Now, McGillivray, in his day and time, represented the Upper Creeks of the Tallapoosa country and their policy, while William Mcintosh represented the Lower Creeks of the Coweta country and their policy. The division in the Creek nation was so serious, that, when the Upper Creeks took sides with the British in the War of 1812, they found themselves opposed in the field by a large party of Lower Creeks under the command of Mcintosh. Thus, at the battle of Autossee, William Mcintosh led a large band of Lower Creeks against those who were making war on the whites. He made himself so conspicuous in that affair, that General Floyd mentions him in the official report of the battle.

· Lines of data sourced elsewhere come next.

PR #4760, opened 2023-06-24
[MNT] Temporarily skip all DL Estimators

achieveordie:
#### Reference Issues/PRs

In reference to #4610, skipping all DL estimators that are causing several CI runs to crash till we find a root cause and hence a solution to this.

### DIFF
--- a/sktime/tests/_config.py
+++ b/sktime/tests/_config.py
@@ -37,6 +37,13 @@ EXCLUDE_ESTIMATORS = [
     "SimpleRNNClassifier",
     "SimpleRNNRegressor",
     "EditDist",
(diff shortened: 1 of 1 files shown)


sktime/tests/_config.py
```diff
@@ -37,6 +37,13 @@
     "SimpleRNNClassifier",
     "SimpleRNNRegressor",
     "EditDist",
```
fkiraly, line 39: I notice, EditDist is not a DL estimator - do we want to remove it from the list or write a separate comment?

fkiraly (approved):
Yes, that's probably the way to go until we find out separately what is causing the hangs.

Issue #4743, opened 2023-06-22
[BUG] `VECM` can not predict quantiles for Longley dataset


yarnabrina:
**Describe the bug**

`VECM` has `"capability:pred_int": True`, and is being tested in CI, but does not seem to work for Longley dataset.

**To Reproduce**

```python
from sktime.datasets import load_longley
_, y = load_longley()

from sktime.forecasting.vecm import VECM
forecaster = VECM().fit(y)

forecaster.predict_quantiles(fh=[1, 2, 3])
```

**Expected behavior**

No error. Currently fails with this:

> TypeError: Input must be list-like

**Additional context**

It is most likely failing as `var_names` is not being created in the correct format. I'm not clear why multivariate model needs to check the `index` instead of using columns always.

**Versions**
<details>

```pycon
>>> from sktime import show_versions; show_versions()

System:
    python: 3.9.16 (main, Mar  8 2023, 14:00:05)  [GCC 11.2.0]
executable: /path/to/venv/bin/python
   machine: Linux-5.15.90.1-microsoft-standard-WSL2-x86_64-with-glibc2.35

Python dependencies:
          pip: 23.1.2
       sktime: 0.19.2
      sklearn: 1.2.2
       skbase: 0.4.0
        numpy: 1.24.3
        scipy: 1.10.1
       pandas: 1.5.3
   matplotlib: 3.7.1
       joblib: 1.2.0
  statsmodels: 0.13.5
        numba: 0.57.1
     pmdarima: 2.0.3
      tsfresh: 0.20.0
   tensorflow: 2.12.0
tensorflow_probability: 0.19.0
>>> 
```

</details>

fkiraly:
confirmed on current `main`, windows, python 3.10

PR #4763, opened 2023-06-25
[ENH] add tests for predict_interval, predict_quantiles

yarnabrina:
This PR locates all tests of `predict` in `sktime/forecasting/tests/test_all_forecasters.py`, and whenever it makes sense, it adds checks for `predict_interval` and `predict_quantiles`.

Depends on #4758.
See also https://github.com/sktime/sktime/pull/4758#issuecomment-1605783891.


yarnabrina:
@fkiraly This is not only for the exogenous variables as we were discussing in #4758, added all tests that I felt missing. If you feel we should restrict this only to that, please let me know what to edit.

fkiraly (approved):
Excellent, good thinking!

(seeing this, I wonder whether there is a more structured way of doing this that does not incur a lot more `fit` calls, but that´s another topic)

I think this indeed catches some other things as well!

I do not see any problem with the tests, but of course we should not merge failing tests to main.

Previously, when adding coverage to suite tests and that would detect a batch of bugs, I would do one of the following two:

1. report & except

* report all bugs in issue tracker or link/add them to existing issues
* add exceptions to the tests
* deal with the issues later (and they have a note that the exception should be reverted in the fix)

2. fix immediately, if the bugs look easy:

* deal with them now in separate PR
* make this PR depend on those PR and ensure the tests pass
* then merge the PR in sequence of dependency

yarnabrina:
Opting for "report and except".

All unique failing tests:

- hierarchical_with_exogeneous - VECM - TypeError: Input must be list-like
- hierarchical_with_exogeneous - DynamicFactor - ValueError: Out-of-sample operations in a model with a regression component require additional exogenous values via the `exog` argument.
- predict_time_index_with_X - SquaringResiduals - KeyError: 0
- predict_time_index_with_X - DynamicFactor - ValueError: Out-of-sample operations in a model with a regression component require additional exogenous values via the `exog` argument.
- predict_time_index_in_sample_full - ARIMA - AssertionError
- predict_time_index_in_sample_full - DynamicFactor - ValueError: Prediction must have `end` after `start`.

Tracking Issues:

- DynamicFactor - ValueError: Prediction must have `end` after `start`. - #4744
- VECM - TypeError: Input must be list-like - #4743
- Rest - #4765 - without reproducible examples as of now

fkiraly:
I see, so there are two known ones and three new ones 👍

yarnabrina:
@fkiraly Almost all (except 2 mentioned below) are coming from `scipy`, which should be solved by #4770 and are out of scope (not disabling transformer tests in forecasting PR). Requesting review.

---

@achieveordie `test-windows3.8` fails in two classifier tests, and the names of the tests look related to serialisation. The traceback also shows that few test workers crashed with fatal exceptions, which may or may not be related to our memory error related issues. Can you please take a look?

CI job link: https://github.com/sktime/sktime/actions/runs/5376135078/jobs/9752982340?pr=4763
Test Failure Summary:

> FAILED sktime/tests/test_all_estimators.py::TestAllEstimators::test_save_estimators_to_file[InceptionTimeClassifier-2-ClassifierFitPredict-predict_proba]
> FAILED sktime/tests/test_all_estimators.py::TestAllEstimators::test_persistence_via_pickle[InceptionTimeClassifier-0-ClassifierFitPredictMultivariate-predict]

fkiraly (approved):
Yes, happy with this! Thanks!

fkiraly:
(failures resolved either by being sporadic or by being fixed on `main`)

Issue #4769, opened 2023-06-25
[BUG] `BoxCoxTransformer` fails with `scipy.optimize._optimize.BracketError` since `scipy 1.11.0`


fkiraly:
`scipy 1.11.0` was released today, this is leading to failures along the following line:

`scipy.optimize._optimize.BracketError: The algorithm terminated without finding a valid bracket. Consider trying different initial points`

This impacts the `BoxCoxTransformer`, amongst others.

Minimal reproducing example:

```python
from sktime.transformations.series.boxcox import BoxCoxTransformer
from sktime.utils._testing.panel import _make_panel_X

X = _make_panel_X(
    n_instances=7, n_columns=1, n_timepoints=10, random_state=42
)

est = BoxCoxTransformer()

est.fit(X)
```

Condition: `scipy 1.11.0` and any recent `sktime` version, e.g., 0.20.0

fkiraly:
Update: this happens only for negative values, which should not be passed to `BoxCoxTransformer` (at least the naive version).

The deeper reason is that some test cases (for interface conformance) were using dummy data with negative values, which led to a failure of the `scipy` optimizers on all previous versions of `scipy`, but this was masked by a bug in `scipy` that would prevent this from being flagged by warning or exception.

This is therefore not a bug and shouldn't impact sensible usage, but still should be dealt with.

PR #4770, opened 2023-06-25
[BUG] fix `BoxCoxTransformer` failure after `scipy` 1.11.0

fkiraly:
Fixes https://github.com/sktime/sktime/issues/4769 by using `scipy`'s on-board box-cox-fitter for methods `"mle"` and `"pearsonr"` and enforcing positive values.

The reason for the failure was use of negative values in some interface test cases, which previously would produce garbage results but `scipy` would not complain. As of 1.11.0, it complains (albeit with a confusing error message that makes it hard to track down that it is in fact from negative values in some test cases). See further discussion here: https://github.com/scipy/scipy/issues/18761

This is now solved by introducing an `enforce_positive` argument to `BoxCoxTransformer`, which ensures positive values before fitting. This can be turned off to obtain the previous behaviour, but for positive values it will be the same (although with an additional `np.sign` and `np.abs` calculation that should be fast).

Also makes the following changes, while we're cleaning this up:

* The `sktime` box-cox-fitter in `BoxCoxTransformer` was not using `scipy`'s since the latter did not have settable bounds when the former was originally implemented. I have hence replaced it with `scipy`'s own box-cox-fitter and using a bounded optimizer if bounds are passed, from `scipy` 1.7.0 on where it exists in the form we need. Pre-1.7.0, I've left the old behaviour.
* improved docstring - general improvements, removed some wrong math statements, made clear what the choice of method means and when it interfaces `scipy`
* added a `"fixed"` method, which allows to use the transformer with a fixed parameter - or tune it via grid search.
* input checks on `method`

Note: the fix is behaviour changing, but imo does not require deprecation because it changes some behaviour from buggy/misleading (only in the sub-case where negative values were passed) to sensible.

### DIFF
--- a/pyproject.toml
+++ b/pyproject.toml
@@ -50,7 +50,7 @@ dependencies = [
     "packaging",
     "scikit-base<0.6.0",
     "scikit-learn>=0.24.0,<1.3.0",
-    "scipy<1.11.0,>=1.2.0",
+    "scipy<2.0.0,>=1.2.0",
 ]
 
 [project.optional-dependencies]
--- a/sktime/transformations/series/boxcox.py
+++ b/sktime/transformations/series/boxcox.py
@@ -263,9 +263,9 @@ class BoxCoxTransformer(BaseTransformer):
         params1 = {"method": "pearsonr"}
         params2 = {"method": "mle"}
         params3 = {"method": "guerrero", "sp": 2}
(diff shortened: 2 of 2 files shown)


fkiraly:
update: just learnt that an initial bracket need not contain bounds - so I simply set the bracket to bounds if provided, while passing bounds if provided also to the optimizer (constrained)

The treaty at Indian Spring, and the results that followed, cannot be clearly understood unless we bear in mind the political differences that existed between the Upper and the Lower Creeks. The Creek chiefs and the commissioners met at Indian Spring on the 15th of February, 1825. The chiefs and warriors of the Upper Creeks declared that no treaty could be made for a cession of lands, and on the night of the 11th they went home. On the 12th a treaty was signed with the Mcintosh party. Colonel John A. Crowell, agent for the Creek Indians, sent a letter to the secretary of war, in which he declared that the treaty was in direct opposition to the letter and spirit of the instructions to the commissioners; but the treaty was sent to Was.h.i.+ngton, and was ratified on the 3d of March, 1825. When the Indians of the Upper Creeks and their party learned that the treaty had been ratified, they became very much excited. Mcintosh and his party went to Milledgeville, and told the governor that they expected violent treatment at the hands of the Upper Creeks. They begged the protection of the State and of the United States, and this was promised them.